I searched through some hospital pharmacies’ regulations for the administration of medicines, and found that there are no very specific regulations on the form of medicines, nor is it clear that medicines cannot be dispensed in hard packaging. But, come to think of it, the hard-packed pills or capsules are actually quite dangerous. The edges of plastic or tinfoil cut with scissors can be sharp, and many patients on the Internet have scratched their lips, stabbed their throats, and entered their esophagus without noticing.

This case occurred more than 20 years ago, after the medical malpractice identification of the Medical Association, it was believed that the patient was careless and wrong. service, and the medical behavior does not violate the medical and health management laws, administrative regulations, departmental rules, medical and nursing norms and routines, and does not belong to medical malpractice. The court recognized the identification conclusion and pointed out that no autopsy was performed after the patient’s death, and the opinion of the patient’s family that the patient’s death was related to medical behavior lacked scientific basis and could not be trusted.

Hospital management can also pay attention to details

 

This case was shared as a hospital management case. As a hospital administrator, it is not the ultimate responsibility for compensation that is called a medical dispute. Regardless of whether medical treatment is at fault, whether medical damage is ultimately caused, and whether there is a causal relationship between fault and damage, disputes will also arise as long as the patient is unilaterally dissatisfied.

Most of the medical disputes are because the patients lack basic medical knowledge, correct medical treatment and the natural transformation of the disease. It can also be caused by the unreasonable censure of the patient due to the incomprehension of inevitable complications and medical accidents. No matter what, no matter the final verdict, as long as there is a dispute, the medical side needs to spend manpower, material resources, energy and time to deal with it.
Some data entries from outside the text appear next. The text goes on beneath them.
PR #588, opened 2020-05-30
Better error message if you try to format a file outside the project directory.

nedtwigg:
Previously, it was possible to format files which were outside of the project directory.  That was probably always a bug, but it turns out that users were "using" that feature.  With the improved approach of 4.0, it is no longer possible to do that, which is probably good.  But prior to this PR, spotless would still try to, which would lead to an error message [like this](https://github.com/vividus-framework/vividus/runs/703692427?check_suite_focus=true#step:8:105):

```
Execution failed for task ':vividus:spotlessMisc'.
> Illegal char <:> at index 59: D:\a\vividus\vividus\vividus\output\spotless\spotlessMisc\D:\a\vividus\vividus\build.gradle
```

After this PR, that error message is changed to this:

```
> Spotless error! All target files must be within the project root. In project :vividus
    root dir: D:\a\vividus\vividus
      target: D:\a\vividus\build.gradle
```

It is good that 4.0 disallows this.  For example, in the vividus example project above, spotless runs very slowly because every project is accidentally formatting all of the `gradle` files of every single other project.  Before 4.x, Spotless chugged slowly along but eventually completed.  After 4.x, it now errors clearly, and fixing the error will provide far better performance.

@bigdaz just FYI.


nedtwigg:
Released in `plugin-gradle 4.1.0`

PR #589, opened 2020-05-31
Help SpotlessTask to handle a removed directory.

nedtwigg:
@bigdaz in a local build with Gradle 6.4.1, I was getting this error:

```
Caused by: java.nio.file.DirectoryNotEmptyException: C:\Users\ntwigg\Documents\dev\test\build\spotless\spotlessJava\...
```

so I added special handling for directories.  I was a little surprised, I figured that Gradle would pass removed subfolders and such so that you could always just do `Files.deleteIfExists()`.

Unfortunately, I wasn't able to recreate in an integration test.  It's surprising, because I had a very simple one that recreated the `DirectoryNotEmptyException` every single time, but it never triggered the error when running via testkit:

```gradle
plugins {
    id 'java'
    id 'com.diffplug.gradle.spotless'
}

def generatedDir = new File(project.buildDir, "generated/src/constants/java")
def outputFile = new File(generatedDir, "project/Version.java")
outputFile.getParentFile().mkdirs()
outputFile.setText("package blah; public class Version {}");

sourceSets.main {
    java.srcDir(generatedDir)
}

spotless {
    java {
        targetExclude 'build/**' // comment and uncomment to generate DirectoryNotEmptyException
        googleJavaFormat()
    }
}
```

Regardless, this small change fixes it and seems harmless.  Does this smell right to you?

### DIFF
--- a/plugin-gradle/src/main/java/com/diffplug/gradle/spotless/SpotlessTask.java
+++ b/plugin-gradle/src/main/java/com/diffplug/gradle/spotless/SpotlessTask.java
@@ -23,6 +23,7 @@ import java.nio.file.Path;
 import java.util.ArrayList;
 import java.util.Arrays;
 import java.util.Collections;
+import java.util.Comparator;
 import java.util.List;
 import java.util.Locale;
 import java.util.Objects;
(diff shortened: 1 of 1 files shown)


bigdaz:
Good catch @nedtwigg and my bad. I can see how this would happen if you removed a source directory that contained files that had previously produced output.

When a source directory has been removed, it's probably fine to recursively delete the output. But we should revisit this mechanism when we move to the improved `InputChanges` API. I'm hoping to find some time to work on Spotless v5.0 soon.

nedtwigg:
Released in `plugin-gradle 4.1.0`.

For hospital managers, it is a loss, so they always hope to avoid unnecessary incidents and cause unnecessary disputes.

In this case, is the question raised by the patient totally unreasonable? Think about it carefully, is there really nothing wrong with the doctor? If it is replaced by medical fault identification, will there be no responsibility?

The legal community emphasizes the need for medical practitioners to exercise due diligence, and whether the medical practitioners fully this obligation? Many tablets are together, and only a few carry the outer packaging, so it is easy to be ignored. And for elderly patients who may have poor vision, should nurses do their duty to remind them?

Many similar cases have been shared in this column. A nurse at the hospital caused the patient to cough while feeding, and died of aspiration pneumonia. The hospital compensated. The patient died of suffocation after the nurse gave oral sugar cubes due to hypoglycemia, and the hospital also compensated. This case is only because more than 20 years ago, the Tort Liability Law had not been promulgated and implemented, and it was still the era when medical malpractice identification ruled the world. That’s all.

Are the single-piece preparations with drug hard packaging still issued in clinical practice? The answer is of course yes. Has there been a similar case? The answer is still yes. Is there any way to prevent this from happening? The answer is still yes.

In pediatrics, such events are rare. It is more common in clinical practice for children to accidentally take medicines, foreign bodies in the airway or esophagus, and medical staff have a sense of protection. With an aging population, more elderly patients, and varying degrees of need for care, caregivers may need more attention, more precautions.

Counselor

Xiang Heyman, Beijing Quan A lawyer from Zhi Law Firm (formerly Beijing Renchuang Law Firm), he has long been engaged in the research and practice of medical law and has rich experience in medical law.